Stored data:

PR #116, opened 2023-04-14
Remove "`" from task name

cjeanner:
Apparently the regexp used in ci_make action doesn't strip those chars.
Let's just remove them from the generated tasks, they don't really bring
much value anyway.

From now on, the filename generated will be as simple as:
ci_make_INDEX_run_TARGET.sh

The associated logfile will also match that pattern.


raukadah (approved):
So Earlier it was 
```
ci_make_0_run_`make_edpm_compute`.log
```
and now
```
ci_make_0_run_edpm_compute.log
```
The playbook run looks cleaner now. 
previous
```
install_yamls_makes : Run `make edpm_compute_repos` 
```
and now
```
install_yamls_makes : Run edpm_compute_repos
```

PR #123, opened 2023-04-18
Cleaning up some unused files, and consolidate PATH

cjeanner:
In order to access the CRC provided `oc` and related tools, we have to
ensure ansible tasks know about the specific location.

---

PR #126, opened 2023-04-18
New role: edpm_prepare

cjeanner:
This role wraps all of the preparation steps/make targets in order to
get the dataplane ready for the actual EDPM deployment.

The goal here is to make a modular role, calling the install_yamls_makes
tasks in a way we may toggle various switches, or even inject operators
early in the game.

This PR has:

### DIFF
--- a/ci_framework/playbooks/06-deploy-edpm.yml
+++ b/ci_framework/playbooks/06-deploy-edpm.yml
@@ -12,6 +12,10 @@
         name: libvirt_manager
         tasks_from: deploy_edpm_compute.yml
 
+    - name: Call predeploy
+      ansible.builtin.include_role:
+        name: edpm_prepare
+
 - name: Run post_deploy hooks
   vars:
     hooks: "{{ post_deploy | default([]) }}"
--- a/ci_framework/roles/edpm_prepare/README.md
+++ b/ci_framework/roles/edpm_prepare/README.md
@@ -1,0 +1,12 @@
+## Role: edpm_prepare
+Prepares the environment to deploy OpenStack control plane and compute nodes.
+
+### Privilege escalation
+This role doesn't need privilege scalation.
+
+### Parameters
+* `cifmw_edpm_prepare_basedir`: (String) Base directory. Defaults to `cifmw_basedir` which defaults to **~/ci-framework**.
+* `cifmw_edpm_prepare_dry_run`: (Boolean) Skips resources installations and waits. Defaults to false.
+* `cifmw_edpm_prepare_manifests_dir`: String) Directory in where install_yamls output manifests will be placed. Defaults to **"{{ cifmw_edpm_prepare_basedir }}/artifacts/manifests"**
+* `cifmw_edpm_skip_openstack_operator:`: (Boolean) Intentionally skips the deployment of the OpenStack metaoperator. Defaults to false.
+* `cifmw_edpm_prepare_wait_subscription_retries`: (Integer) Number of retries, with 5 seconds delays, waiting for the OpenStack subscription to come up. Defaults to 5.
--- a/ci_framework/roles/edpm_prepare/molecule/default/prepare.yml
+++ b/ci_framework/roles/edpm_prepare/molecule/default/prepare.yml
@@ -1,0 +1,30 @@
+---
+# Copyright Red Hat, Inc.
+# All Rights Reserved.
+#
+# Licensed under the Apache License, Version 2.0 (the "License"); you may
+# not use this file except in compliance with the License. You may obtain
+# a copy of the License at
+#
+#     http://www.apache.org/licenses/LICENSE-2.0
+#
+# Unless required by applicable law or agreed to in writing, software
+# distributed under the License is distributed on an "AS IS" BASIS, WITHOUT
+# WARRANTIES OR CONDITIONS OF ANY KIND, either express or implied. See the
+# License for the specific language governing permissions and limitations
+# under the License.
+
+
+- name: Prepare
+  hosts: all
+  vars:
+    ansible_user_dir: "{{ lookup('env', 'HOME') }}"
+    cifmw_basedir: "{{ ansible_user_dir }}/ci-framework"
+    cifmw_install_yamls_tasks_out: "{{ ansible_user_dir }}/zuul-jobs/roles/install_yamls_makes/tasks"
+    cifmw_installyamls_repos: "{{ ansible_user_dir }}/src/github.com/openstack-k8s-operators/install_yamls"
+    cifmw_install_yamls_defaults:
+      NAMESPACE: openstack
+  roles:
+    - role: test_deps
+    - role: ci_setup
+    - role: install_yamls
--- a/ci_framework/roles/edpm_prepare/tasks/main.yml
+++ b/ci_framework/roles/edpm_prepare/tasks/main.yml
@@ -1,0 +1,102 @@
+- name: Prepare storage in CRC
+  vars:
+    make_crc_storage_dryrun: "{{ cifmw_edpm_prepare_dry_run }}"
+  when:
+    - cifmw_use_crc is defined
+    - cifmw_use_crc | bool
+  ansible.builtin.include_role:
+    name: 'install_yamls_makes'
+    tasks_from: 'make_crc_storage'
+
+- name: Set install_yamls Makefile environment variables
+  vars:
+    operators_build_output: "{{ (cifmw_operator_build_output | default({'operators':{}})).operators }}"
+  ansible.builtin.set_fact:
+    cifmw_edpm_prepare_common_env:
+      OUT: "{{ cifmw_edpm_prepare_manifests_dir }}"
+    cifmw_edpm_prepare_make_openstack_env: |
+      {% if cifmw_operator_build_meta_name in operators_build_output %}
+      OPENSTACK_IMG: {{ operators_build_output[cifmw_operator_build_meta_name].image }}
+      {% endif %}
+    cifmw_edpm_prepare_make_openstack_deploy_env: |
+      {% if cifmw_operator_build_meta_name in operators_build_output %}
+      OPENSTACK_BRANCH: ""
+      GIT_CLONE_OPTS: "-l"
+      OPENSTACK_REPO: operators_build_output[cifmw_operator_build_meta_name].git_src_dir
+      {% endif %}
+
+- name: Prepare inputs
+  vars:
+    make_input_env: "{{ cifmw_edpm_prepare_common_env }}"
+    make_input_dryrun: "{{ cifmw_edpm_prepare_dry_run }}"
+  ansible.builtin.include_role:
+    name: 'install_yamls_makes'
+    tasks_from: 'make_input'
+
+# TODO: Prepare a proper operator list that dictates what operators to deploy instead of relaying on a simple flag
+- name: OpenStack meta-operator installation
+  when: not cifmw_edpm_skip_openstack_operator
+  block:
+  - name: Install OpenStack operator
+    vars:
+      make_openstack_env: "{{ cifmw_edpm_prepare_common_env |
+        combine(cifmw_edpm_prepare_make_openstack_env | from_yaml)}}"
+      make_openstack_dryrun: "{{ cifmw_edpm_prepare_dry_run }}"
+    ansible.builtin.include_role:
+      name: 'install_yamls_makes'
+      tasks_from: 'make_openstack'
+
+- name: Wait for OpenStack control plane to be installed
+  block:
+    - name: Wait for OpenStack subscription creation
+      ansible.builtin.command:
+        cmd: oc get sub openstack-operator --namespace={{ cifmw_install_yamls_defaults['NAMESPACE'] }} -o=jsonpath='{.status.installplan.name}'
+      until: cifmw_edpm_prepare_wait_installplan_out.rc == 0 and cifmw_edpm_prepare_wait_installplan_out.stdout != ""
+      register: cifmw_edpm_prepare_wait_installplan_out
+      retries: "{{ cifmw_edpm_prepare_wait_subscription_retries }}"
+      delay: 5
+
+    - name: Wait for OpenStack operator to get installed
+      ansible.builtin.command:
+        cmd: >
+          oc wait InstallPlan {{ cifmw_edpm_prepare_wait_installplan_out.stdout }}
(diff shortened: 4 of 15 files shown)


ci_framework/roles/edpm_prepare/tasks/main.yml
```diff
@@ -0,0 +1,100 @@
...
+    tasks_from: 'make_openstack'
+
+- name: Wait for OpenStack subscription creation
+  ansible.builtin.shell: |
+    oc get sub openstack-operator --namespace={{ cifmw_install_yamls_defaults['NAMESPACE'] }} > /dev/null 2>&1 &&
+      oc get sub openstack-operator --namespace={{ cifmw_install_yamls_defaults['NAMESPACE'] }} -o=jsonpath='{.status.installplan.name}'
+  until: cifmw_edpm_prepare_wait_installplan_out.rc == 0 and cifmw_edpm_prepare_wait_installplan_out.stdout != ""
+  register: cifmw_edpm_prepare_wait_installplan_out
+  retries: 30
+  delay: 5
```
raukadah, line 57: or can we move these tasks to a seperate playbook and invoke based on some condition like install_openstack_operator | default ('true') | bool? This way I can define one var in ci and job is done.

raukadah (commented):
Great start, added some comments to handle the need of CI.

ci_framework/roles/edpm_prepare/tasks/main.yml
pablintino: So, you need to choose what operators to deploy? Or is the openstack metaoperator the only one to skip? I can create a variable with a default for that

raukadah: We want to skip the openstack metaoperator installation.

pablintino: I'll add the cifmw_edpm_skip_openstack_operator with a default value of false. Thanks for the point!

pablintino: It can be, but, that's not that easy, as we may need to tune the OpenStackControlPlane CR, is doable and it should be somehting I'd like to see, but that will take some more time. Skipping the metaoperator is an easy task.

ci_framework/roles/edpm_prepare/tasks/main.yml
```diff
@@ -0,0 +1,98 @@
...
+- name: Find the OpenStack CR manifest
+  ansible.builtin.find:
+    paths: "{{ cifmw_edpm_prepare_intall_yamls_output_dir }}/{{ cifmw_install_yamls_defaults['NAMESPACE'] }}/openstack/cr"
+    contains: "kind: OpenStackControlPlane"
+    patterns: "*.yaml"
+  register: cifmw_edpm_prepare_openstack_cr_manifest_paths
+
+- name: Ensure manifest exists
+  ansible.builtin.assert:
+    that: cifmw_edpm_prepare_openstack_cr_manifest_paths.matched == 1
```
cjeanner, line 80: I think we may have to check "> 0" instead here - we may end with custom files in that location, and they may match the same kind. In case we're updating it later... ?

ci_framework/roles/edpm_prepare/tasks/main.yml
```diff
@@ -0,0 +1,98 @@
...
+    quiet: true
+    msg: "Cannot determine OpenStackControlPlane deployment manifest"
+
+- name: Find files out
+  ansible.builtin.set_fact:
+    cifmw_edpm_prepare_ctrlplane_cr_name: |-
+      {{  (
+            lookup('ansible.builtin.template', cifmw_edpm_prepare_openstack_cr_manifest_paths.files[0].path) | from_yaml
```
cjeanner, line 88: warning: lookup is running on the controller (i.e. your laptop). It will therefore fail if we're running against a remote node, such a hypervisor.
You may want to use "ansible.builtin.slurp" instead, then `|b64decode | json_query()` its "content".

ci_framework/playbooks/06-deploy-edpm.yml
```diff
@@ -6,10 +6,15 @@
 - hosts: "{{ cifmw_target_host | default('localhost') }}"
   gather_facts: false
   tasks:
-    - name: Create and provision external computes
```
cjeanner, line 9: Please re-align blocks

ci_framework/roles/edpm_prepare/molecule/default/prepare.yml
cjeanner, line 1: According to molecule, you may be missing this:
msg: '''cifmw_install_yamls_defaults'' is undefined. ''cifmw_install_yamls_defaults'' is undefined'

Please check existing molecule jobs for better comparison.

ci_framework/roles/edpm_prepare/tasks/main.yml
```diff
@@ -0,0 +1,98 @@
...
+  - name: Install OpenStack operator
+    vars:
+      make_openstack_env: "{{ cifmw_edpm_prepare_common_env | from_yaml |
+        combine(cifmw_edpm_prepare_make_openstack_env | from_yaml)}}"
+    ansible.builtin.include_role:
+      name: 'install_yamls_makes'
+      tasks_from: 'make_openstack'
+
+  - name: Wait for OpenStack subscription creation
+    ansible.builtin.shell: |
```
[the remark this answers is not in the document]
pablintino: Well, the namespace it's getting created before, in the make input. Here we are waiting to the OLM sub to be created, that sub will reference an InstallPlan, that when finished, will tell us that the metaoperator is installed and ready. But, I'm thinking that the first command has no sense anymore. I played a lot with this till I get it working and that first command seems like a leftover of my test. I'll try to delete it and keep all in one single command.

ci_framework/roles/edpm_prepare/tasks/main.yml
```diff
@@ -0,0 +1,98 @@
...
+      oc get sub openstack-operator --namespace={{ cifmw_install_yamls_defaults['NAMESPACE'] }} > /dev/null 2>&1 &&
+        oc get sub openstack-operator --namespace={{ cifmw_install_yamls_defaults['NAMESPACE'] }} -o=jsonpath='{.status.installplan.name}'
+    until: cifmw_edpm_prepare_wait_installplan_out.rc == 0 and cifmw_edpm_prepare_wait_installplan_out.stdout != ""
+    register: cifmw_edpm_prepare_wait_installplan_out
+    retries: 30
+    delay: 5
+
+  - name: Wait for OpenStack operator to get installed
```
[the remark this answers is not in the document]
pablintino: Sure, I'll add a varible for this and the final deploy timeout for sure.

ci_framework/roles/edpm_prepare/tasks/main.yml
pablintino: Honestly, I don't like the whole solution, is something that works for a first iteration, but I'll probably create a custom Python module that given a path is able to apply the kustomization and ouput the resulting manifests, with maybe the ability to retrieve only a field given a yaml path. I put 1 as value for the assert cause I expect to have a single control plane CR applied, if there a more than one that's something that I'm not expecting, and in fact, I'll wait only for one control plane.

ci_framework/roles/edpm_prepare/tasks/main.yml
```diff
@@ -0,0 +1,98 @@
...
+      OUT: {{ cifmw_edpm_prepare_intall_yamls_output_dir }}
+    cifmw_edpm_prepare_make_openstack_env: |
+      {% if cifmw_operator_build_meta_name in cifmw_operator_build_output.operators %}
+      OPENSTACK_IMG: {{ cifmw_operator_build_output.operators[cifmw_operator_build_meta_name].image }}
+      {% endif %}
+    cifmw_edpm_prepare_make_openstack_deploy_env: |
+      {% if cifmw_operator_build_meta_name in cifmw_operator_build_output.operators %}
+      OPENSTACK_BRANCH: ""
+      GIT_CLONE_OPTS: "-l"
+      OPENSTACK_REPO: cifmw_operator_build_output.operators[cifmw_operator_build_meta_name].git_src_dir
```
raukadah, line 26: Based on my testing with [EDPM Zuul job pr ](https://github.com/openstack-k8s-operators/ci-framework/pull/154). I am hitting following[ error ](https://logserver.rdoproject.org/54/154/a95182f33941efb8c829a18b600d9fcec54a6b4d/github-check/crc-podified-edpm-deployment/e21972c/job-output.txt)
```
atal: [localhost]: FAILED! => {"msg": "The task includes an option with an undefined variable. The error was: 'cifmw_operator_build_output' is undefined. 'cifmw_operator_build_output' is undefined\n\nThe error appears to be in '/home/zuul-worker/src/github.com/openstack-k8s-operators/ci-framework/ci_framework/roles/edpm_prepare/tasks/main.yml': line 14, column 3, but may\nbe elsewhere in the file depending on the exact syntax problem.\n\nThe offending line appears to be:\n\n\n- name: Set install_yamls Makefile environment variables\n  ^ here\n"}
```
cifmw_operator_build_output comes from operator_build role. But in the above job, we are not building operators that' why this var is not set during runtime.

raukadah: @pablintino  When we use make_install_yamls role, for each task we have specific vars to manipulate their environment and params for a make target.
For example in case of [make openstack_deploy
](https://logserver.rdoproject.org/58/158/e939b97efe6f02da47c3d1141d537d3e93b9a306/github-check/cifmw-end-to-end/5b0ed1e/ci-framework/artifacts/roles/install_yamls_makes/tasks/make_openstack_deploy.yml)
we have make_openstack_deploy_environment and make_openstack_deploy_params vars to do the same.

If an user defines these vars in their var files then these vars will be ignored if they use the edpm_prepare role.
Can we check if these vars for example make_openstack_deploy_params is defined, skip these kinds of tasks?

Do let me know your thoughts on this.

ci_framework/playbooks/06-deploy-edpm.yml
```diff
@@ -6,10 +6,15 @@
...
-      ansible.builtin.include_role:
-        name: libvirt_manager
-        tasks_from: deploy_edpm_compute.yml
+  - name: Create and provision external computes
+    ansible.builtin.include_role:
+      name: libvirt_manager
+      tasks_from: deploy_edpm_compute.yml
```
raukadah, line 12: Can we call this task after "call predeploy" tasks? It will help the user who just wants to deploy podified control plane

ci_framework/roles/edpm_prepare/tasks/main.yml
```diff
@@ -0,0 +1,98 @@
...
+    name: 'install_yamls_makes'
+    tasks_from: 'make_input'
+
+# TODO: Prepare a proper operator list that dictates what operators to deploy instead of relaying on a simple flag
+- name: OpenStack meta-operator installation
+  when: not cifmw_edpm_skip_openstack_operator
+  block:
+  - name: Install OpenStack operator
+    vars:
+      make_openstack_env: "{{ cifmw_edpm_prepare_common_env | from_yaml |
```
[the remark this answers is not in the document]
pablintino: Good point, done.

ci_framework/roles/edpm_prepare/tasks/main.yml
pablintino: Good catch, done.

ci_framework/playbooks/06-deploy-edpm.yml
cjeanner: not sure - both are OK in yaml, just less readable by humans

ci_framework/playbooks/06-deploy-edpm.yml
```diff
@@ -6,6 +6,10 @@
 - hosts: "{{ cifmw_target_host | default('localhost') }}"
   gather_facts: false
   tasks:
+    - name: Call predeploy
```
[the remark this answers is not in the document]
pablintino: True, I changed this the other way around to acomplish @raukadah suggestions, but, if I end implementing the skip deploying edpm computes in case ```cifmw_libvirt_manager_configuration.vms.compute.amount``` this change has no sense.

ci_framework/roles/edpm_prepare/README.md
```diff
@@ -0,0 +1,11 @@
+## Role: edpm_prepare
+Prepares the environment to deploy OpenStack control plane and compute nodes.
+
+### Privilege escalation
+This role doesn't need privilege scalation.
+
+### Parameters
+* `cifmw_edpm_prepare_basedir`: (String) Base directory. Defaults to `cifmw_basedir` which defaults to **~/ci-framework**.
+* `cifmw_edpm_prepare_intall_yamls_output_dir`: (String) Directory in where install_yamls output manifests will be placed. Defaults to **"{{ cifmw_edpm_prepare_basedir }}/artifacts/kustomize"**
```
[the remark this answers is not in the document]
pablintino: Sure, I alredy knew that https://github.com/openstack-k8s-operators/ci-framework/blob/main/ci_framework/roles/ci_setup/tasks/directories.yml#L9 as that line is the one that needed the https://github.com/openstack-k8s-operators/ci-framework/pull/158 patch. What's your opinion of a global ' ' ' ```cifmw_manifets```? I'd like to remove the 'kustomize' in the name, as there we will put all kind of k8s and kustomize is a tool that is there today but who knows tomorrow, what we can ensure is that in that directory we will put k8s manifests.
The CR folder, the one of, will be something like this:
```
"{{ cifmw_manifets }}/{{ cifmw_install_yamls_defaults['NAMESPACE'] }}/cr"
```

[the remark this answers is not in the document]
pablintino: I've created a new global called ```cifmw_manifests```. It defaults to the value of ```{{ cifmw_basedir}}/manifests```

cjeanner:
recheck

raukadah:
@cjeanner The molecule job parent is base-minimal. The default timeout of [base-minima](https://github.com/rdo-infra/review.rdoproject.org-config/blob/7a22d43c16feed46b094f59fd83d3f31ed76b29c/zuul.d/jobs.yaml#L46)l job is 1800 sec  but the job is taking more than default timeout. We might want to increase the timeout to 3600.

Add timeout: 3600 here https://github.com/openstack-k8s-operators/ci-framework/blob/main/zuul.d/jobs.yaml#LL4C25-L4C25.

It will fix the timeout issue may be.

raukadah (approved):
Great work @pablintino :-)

Requirement: The required answer is each line of the data in which the word "location" appears.

Solved problem:
ensure ansible tasks know about the specific location.
cjeanner, line 80: I think we may have to check "> 0" instead here - we may end with custom files in that location, and they may match the same kind. In case we're updating it later... ?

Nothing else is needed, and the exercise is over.